I have this code to load XML from a HTML webpage:
import scala.xml._
import scala.xml.factory.XMLLoader
import scala.xml.parsing.NoBindingFactoryAdapter
import org.ccil.cowan.tagsoup.jaxp.SAXFactoryImpl
object XmlUtils {
def load(s: String) = {
val adapter = new NoBindingFactoryAdapter
val factory = (new SAXFactoryImpl())
val loader = XML.withSAXParser(factory.newSAXParser())
scala.xml.Utility.trim(loader.loadString(s))
}: Node
}
The code loads the XML well except for the &Xaccute; symbols which are represented as '?' in the terminal output.
I'm new in the Java environment and Scala, so I'm pretty lost.
How can I fix that?
----- more info
I'm using Dispatch to fetch the HTML via HTTP
url(_url) <:< mapHeaders(headers)
The enviroment which I'm running the program is Akka, and I use the simple println
to output the data
This is a simple example out of the Akka framework:
val s = "<!DOCTYPE html PUBLIC \"-//W3C//DTD HTML 4.0 Transitional//EN\"><HTML><HEAD></HEAD><BODY>á</BODY></HTML>"
val xml = XmlUtils.load(s)
println(xml.text)
Output:
?
I tweaked your code a little, but it's essentially the same:
package scratch
import scala.xml._
import scala.xml.factory.XMLLoader
import scala.xml.parsing.NoBindingFactoryAdapter
import org.ccil.cowan.tagsoup.jaxp.SAXFactoryImpl
object XmlUtils {
def load(s: String) = {
val adapter = new NoBindingFactoryAdapter
val factory = (new SAXFactoryImpl())
val loader = XML.withSAXParser(factory.newSAXParser())

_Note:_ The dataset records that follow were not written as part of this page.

PR #855, opened 2026-05-12
refactor: simplify `QueryManager`'s write paths

nrainhart:
## Description

This is just a cleanup PR to reduce duplication in the implementation of `QueryManager`'s write methods. Behaviour remains unchanged

### DIFF
--- a/crates/jazz-tools/src/query_manager/writes.rs
+++ b/crates/jazz-tools/src/query_manager/writes.rs
@@ -986,193 +986,16 @@ impl QueryManager {
         values: &[Value],
         write_context: Option<&WriteContext>,
     ) -> Result<InsertResult, QueryError> {
-        self.insert_with_write_context_and_id(storage, table, values, None, write_context)
-    }
-
-    pub fn insert_with_write_context_and_id<H: Storage>(
-        &mut self,
-        storage: &mut H,
-        table: &str,
-        values: &[Value],
-        external_object_id: Option<ObjectId>,
-        write_context: Option<&WriteContext>,
-    ) -> Result<InsertResult, QueryError> {
         let _span = tracing::debug_span!("QM::insert", table).entered();
         let current_branch = self.current_branch().as_str().to_string();
-        let table_name = TableName::new(table);
-        let write_schema = self.schema.clone();
-        let table_write = self.write_table_cache_entry_for_schema(
-            &current_branch,
-            table_name,
-            write_schema.as_ref(),
-        )?;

val node = scala.xml.Utility.trim(loader.loadString(s))
node
}: Node
def main(args: Array[String]) {
val s = "<!DOCTYPE html PUBLIC \"-//W3C//DTD HTML 4.0 Transitional//EN\"><HTML><HEAD></HEAD><BODY>á</BODY></HTML>"
val xml = XmlUtils.load(s)
println(xml.text)
}
}
... and changed the "Resource->Text File Encoding" project setting in Eclipse to "UTF-8" and it now produces output like this in a console on OS/X 10.9.1:
$ scala -classpath .:../lib/tagsoup-1.2.1.jar scratch.XmlUtils
á
I suspect the project setting corresponds to passing the -encoding option to scalac.